Show all the lines in the data below that include the word "update".
----------
Issue #282, opened 2016-12-19
Remove or update tox.ini


bsipocz:
I believe we don't use it any more, and thus ``tox.ini`` contains rather obsolete versions. 

Should we remove it altogether or update the versions in it?

cc @eteq

PR #373, opened 2018-02-08
Remove outdated tox.ini since we don't use it

astrofrog:
Fixes https://github.com/astropy/astropy-helpers/issues/282


astrofrog:
This doesn't have to be backported so can be re-milestoned as 3.1 if needed.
----------
> TASK RESPONSE
Remove or update tox.ini
Should we remove it altogether or update the versions in it?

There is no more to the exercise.